▸ YOUR ASSIGNMENT:
Wherever the word "values" shows up in the data, report the line it sits in.
BEGIN INFORMATION
PR #37, opened 2016-10-03
[WIP] Add manala diff command

ogizanagi:
This is a working draft for the `manala diff` command that will generate the diff with the targeted project and manala env templates and will be enhanced soon (mainly code design).

Usage:

``` sh
php manala.phar diff tests/fixtures/Command/DiffTest/AcmeProject/ --env=symfony
```

Patch can be applied by using PHPStorm ( ❤️ ) or by executing:

``` sh
 patch -p1 < my_patch.patch
```

inside the working directory.

PR #38, opened 2016-10-03
Add manala diff command

ogizanagi:
> https://github.com/manala/manala/pull/37 was improbably closed (missclick) in the exact same time I pushed force the branch. This prevents us from re-opening the previous PR...
### Description

The `manala diff` command generate the diff with the targeted project and manala env templates.

screenshot 2016-10-05 a 00 31 52
### Usage:

``` sh
# inside the manalized project with git (repo must be init):
manala diff
manala diff -q | git patch
```

screenshot 2016-10-04 a 22 57 28
#### Full:

``` sh
manala diff tests/fixtures/Command/DiffTest/AcmeProject/ --env=symfony
```

If saved in a file, patch can be applied by using PHPStorm ( ❤️ ) or by executing:

``` sh
 git patch my_patch.patch
```

inside the working directory.
### Known issues

File mode changes cannot be applied by the `patch` util. It means that using the next `manala diff` after applying the changes will still show file mode changes, and calling `patch -p1` again will return:

> patch: ***\* Only garbage was found in the patch input.

That should not be an issue by using `git apply`.

### DIFF
--- a/.travis.yml
+++ b/.travis.yml
@@ -1,3 +1,4 @@
+sudo: true
 language: php
 
 env:
@@ -19,6 +20,9 @@ cache:
         - $HOME/.composer/cache
 
 before_install:
+    - sudo add-apt-repository -y ppa:git-core/ppa
+    - sudo apt-get update && sudo apt-get install git-man && sudo apt-get install -y git
+    - git --version
     - phpenv config-rm xdebug.ini || true
 
 install: composer update --prefer-dist --no-interaction --optimize-autoloader
--- a/src/Command/Diff.php
+++ b/src/Command/Diff.php
@@ -1,0 +1,110 @@
+<?php
+
+/*
+ * This file is part of the Manala package.
+ *
+ * (c) Manala <contact@manala.io>
+ *
+ * For the full copyright and license information, please refer to the LICENSE
+ * file that was distributed with this source code.
+ */
+
+namespace Manala\Command;
+
+use Manala\Env\EnvEnum;
+use Manala\Exception\HandlingFailureException;
+use Manala\Handler\Diff as DiffHandler;
+use Symfony\Component\Console\Command\Command;
+use Symfony\Component\Console\Input\InputArgument;
+use Symfony\Component\Console\Input\InputInterface;
+use Symfony\Component\Console\Input\InputOption;
+use Symfony\Component\Console\Output\ConsoleOutput;
+use Symfony\Component\Console\Output\NullOutput;
+use Symfony\Component\Console\Output\OutputInterface;
+use Symfony\Component\Console\Style\SymfonyStyle;
+
+/**
+ * @author Maxime STEINHAUSSER <maxime.steinhausser@gmail.com>
+ */
+class Diff extends Command
+{
+    /**
+     * {@inheritdoc}
+     */
+    protected function configure()
+    {
+        $this
+            ->setName('diff')
+            ->setDescription('Computes the diff between the current project and the Manala templates.')
+            ->addArgument('cwd', InputArgument::OPTIONAL, 'The path of the application', getcwd())
+            ->addOption('env', null, InputOption::VALUE_OPTIONAL, 'One of the supported environment types', 'symfony')
+            ->setHelp(<<<EOTXT
+{$this->getDescription()}
+
+The command output can be redirect to a file in order to create a patch to apply later, or for sharing:
+<info>
+manala diff > my_patch.patch 
+</>
+You can apply the generated patch by executing one of the following command in the project working directory:
+Using <comment>git</>:
+<info>
+$ manala diff | git apply
+$ git apply my_patch.patch
+</>
+Using <comment>patch</>:
+<info>
+$ manala diff | patch -p1
+$ patch -p1 < my_patch.patch
+</>
+As the <comment>git diff</> util, the command exit code is 1 if a diff is detected, 0 otherwise.
+EOTXT
+            )
+        ;
+    }
+
+    /**
+     * {@inheritdoc}
+     */
+    protected function execute(InputInterface $input, OutputInterface $output)
+    {
+        $cwd = realpath($input->getArgument('cwd'));
+        $envType = EnvEnum::create($input->getOption('env'));
+
+        if (!is_dir($cwd)) {
+            throw new \RuntimeException(sprintf('The working directory "%s" doesn\'t exist.', $cwd));
+        }
+
+        $handler = new DiffHandler($envType, $cwd, $output->isDecorated());
+
+        try {
+            $handler->handle(function ($type, $buffer) use ($output) {
+                $output->write($buffer);
+            });
+        } catch (HandlingFailureException $e) {
+            $io = new SymfonyStyle($input, $output);
+            $io->error(['An error occurred during the process execution:', $handler->getErrorOutput()]);
+
+            return $handler->getExitCode();
+        }
+
+        $errIo = $this->getErrIo($input, $output);
+
+        if (!$handler->hasDiff()) {
+            $errIo->success('No diff found.');
+        }
+
+        return $handler->getExitCode();
+    }
+
+    private function getErrIo(InputInterface $input, OutputInterface $output)
+    {
+        if (!$output instanceof ConsoleOutput) {
+            return new SymfonyStyle($input, new NullOutput());
+        }
+
+        $errIo = new SymfonyStyle($input, $output->getErrorOutput());
+        $errIo->setDecorated(!$input->getOption('no-ansi') || $input->getOption('ansi'));
+
+        return $errIo;
+    }
+}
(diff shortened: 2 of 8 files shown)


src/Command/Diff.php
```diff
@@ -0,0 +1,101 @@
...
+    protected function execute(InputInterface $input, OutputInterface $output)
+    {
+        $cwd = realpath($input->getArgument('cwd'));
+        $envType = EnvEnum::create($input->getOption('env'));
+
+        if (!is_dir($cwd)) {
+            throw new \RuntimeException(sprintf('The working directory "%s" doesn\'t exist.', $cwd));
+        }
+
+        $originalTemplatePath = MANALA_DIR.'/src/Resources/'.$envType;
```
chalasr: > A new EnvResourcesLocator might be useful for this. Or simply a new method on the EnvType.

Indeed 👍  some existing code and #29 will need it as well so let's add it in another PR

.php_cs
```diff
@@ -12,6 +12,7 @@ EOF;
 
 $finder = Symfony\CS\Finder\DefaultFinder::create()
     ->in(array(__DIR__.'/src', __DIR__.'/tests'))
+    ->exclude(array(__DIR__.'/tests/fixtures/'))
```
chalasr: no need for this change anymore :)

ogizanagi: May be required for other fixtures later...but as it doesn't work right now ¯\_(ツ)_/¯

chalasr:
Looks really nice!

ogizanagi:
This one is ready to me. PR description updated. Looking for reviews :)

However, I wonder if we shouldn't set a fake env (not usable with `manala setup`) in order to ease the test fixtures maintenance. WDYT ?

chalasr:
Imho, it is the right way.  I thought about `venv` when @xavier-rdo worked on #19, it might be useful for fully testing it. But maybe you have something else in mind?

ogizanagi:
@chalasr : I'm simply talking about something like this: https://github.com/manala/manala/pull/38/commits/7282583ca2a20a4504f191b69debcfbafe22c645

The `symfony` env will continue to evolve, but the `acme` one only has few reasons to do so and can act as a "sandbox" for our tests.
But we can probably found a mechanism to exclude it from normal usages, at least once the phar is build, until we have a dynamic way to manage envs.

chalasr:
Ok, sorry about the... :trollface: => 🚪 
For sure, it will widely ease maintaining it! 👍

.travis.yml
```diff
@@ -17,8 +18,10 @@ matrix:
 cache:
     directories:
         - $HOME/.composer/cache
-
```
chalasr, line 20: Could you please revert this change? :)

.travis.yml
```diff
@@ -17,8 +18,10 @@ matrix:
...
 before_install:
+    - sudo add-apt-repository -y ppa:git-core/ppa
+    - sudo apt-get update && sudo apt-get install git-man && sudo apt-get install -y git
+    - git --version
```
chalasr, line 25: Maybe this was for debugging purpose? Otherwise keeping it isn't a problem to me.

src/Exception/InvalidEnvException.php
```diff
@@ -18,9 +18,9 @@ class InvalidEnvException extends \InvalidArgumentException
     public function __construct($invalidEnvName)
     {
         parent::__construct(sprintf(
-            'The env "%s" doesn\'t exist. Possible values: [%s]',
+            'The env "%s" doesn\'t exist. Possible values: %s',
             $invalidEnvName,
-            implode(' ', EnvEnum::getPossibleEnvs())
+            json_encode(EnvEnum::getPossibleEnvs())
```
ogizanagi, line 23: ⚠️ Wild suggestion in the middle 😄

chalasr: 👍

src/Resources/acme/ansible/group_vars/app.yml
```diff
@@ -0,0 +1,131 @@
...
+  ##############
+  # Supervisor #
+  ##############
+
+  supervisor_configs:
+    - file:     app.conf
+      template: configs/app_program.{{ env }}.j2
+      config:
+        - workflow-worker:
+          - command:        php bin/console app:workflow:worker --run-max=1000 --shutdown-on-exception --no-interaction -vv
```
chalasr: Damn... This comes from dry*a, and not only this part is custom, meaning that the real template contains the same 😓, I have to fix it after merging this one

src/Env/EnvEnum.php
```diff
@@ -20,6 +20,7 @@
  */
 class EnvEnum
 {
+    const ACME = 'acme'; // This env is not meant to be used except for testing purposes.
```
chalasr: We should try to find a way to avoid making this env available outside of testing at time to fetch env templates remotely

tests/Functional/DiffTest.php
```diff
@@ -0,0 +1,39 @@
...
+namespace Manala\Tests\Functional;
+
+use Manala\Command\Diff;
+use Manala\Env\EnvEnum;
+use Symfony\Component\Console\Tester\CommandTester;
+
+class DiffTest extends \PHPUnit_Framework_TestCase
+{
+    const ACME_PROJECT_WD = MANALA_DIR.'/tests/fixtures/Command/DiffTest/AcmeProject';
+    const EXPECTED_OUTPUT_FILE = MANALA_DIR.'/tests/fixtures/Command/DiffTest/expected_acme.patch';
```
chalasr: A less expressive but simpler way to test this could be to create a temporary `symfony/framework-standard-edition` project (see [BuildTest](https://github.com/manala/manala/blob/master/tests/Functional/BuildTest.php#L38)), manalize it and edit some ansible files, giving an always predictible diff

src/Handler/Diff.php
```diff
@@ -0,0 +1,153 @@
...
+
+    private function copyToTmpLocation($templatePath)
+    {
+        $tmpPath = sys_get_temp_dir().'/Manala';
+
+        if ($this->fs->exists($tmpPath)) {
+            $this->fs->remove($tmpPath);
+        }
+
+        $this->fs->mkdir($tmpPath);
```
chalasr, line 137: Instead of using your own iterator, wouldn't `$this->fs->mirror($templatePath, $tmpPath);` work?

src/Command/Diff.php
```diff
@@ -0,0 +1,109 @@
...
+        if (!$handler->hasDiff()) {
+            $errIo->success('No diff found.');
+
+            return 0;
+        }
+
+        $errIo->note(<<<'EOTXT'
+You can apply the patch by executing the following command in the project working directory:
+
+$ patch -p1 < my_patch.patch
```
chalasr: How is set the patch filename? Is it `my_patch.patch`? I miss something ^^
Also imho we should be more explicit about that the project configuration is outdated, maybe something like:

```
Your project configuration is outdated, you can upgrade it by applying the patch on your project:

$ patch -p1 < my_patch.patch
```

chalasr (approved):
Left minor comments 👍

.travis.yml
ogizanagi: I left it in order to be sure there is no version with a git version later.

.travis.yml
ogizanagi: Sure

tests/Functional/DiffTest.php
ogizanagi: As soon as we always install the exact same version.

I thought about that, but I judge it was too much for the need and will slow down the test suite, and it doesn't solve the `acme` env issue (still required).

src/Handler/Diff.php
ogizanagi: That's probably the `Filesystem` method I haven't found. 😅 
Thanks, I'll give a try.

ogizanagi: Working great 👍 

Don't know how I missed this method :)

tests/Functional/DiffTest.php
chalasr: > As soon as we always install the exact same version.

Not sure to understand here, we manalize the temporary project with the same codebase as the one used to check the diff, so the pack is always up to date on both sides, right?

Also I find worst to have an unexisting env in our code base, but let's keep it (we have to quickly add the ability to load remote packs in order to remove it ^^)

src/Command/Diff.php
ogizanagi: > How is set the patch filename? Is it my_patch.patch? I miss something ^^

See https://github.com/manala/manala/pull/38/files#diff-45cbdbae2d21a8c8fae7d15a87e1b135R46

I finally choose to remove the mechanism I used to output the note on stderr, and simply added the text in the command help.

Thus, the command will only output the diff, and that's all. This also allow to use the command simply in quiet mode in order to get the exit code and know if there is a diff or not (0 or 1).

> we should be more explicit about that the project configuration is outdated

IMHO, having a diff is explicit enough.
I've only kept a `success` message to stderr in case there is no diff.

chalasr: Agreed, the diff directly given to the output is just perfect

ogizanagi:
@chalasr : Should we consider it ready and merge until we have the setup metadata feature ?
IMO it is already usable as it is.

chalasr:
@ogizanagi Great job 👍 Merged. Let's improve it later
END INFORMATION
▸ YOUR RESPONSE:
-            'The env "%s" doesn\'t exist. Possible values: [%s]',
+            'The env "%s" doesn\'t exist. Possible values: %s',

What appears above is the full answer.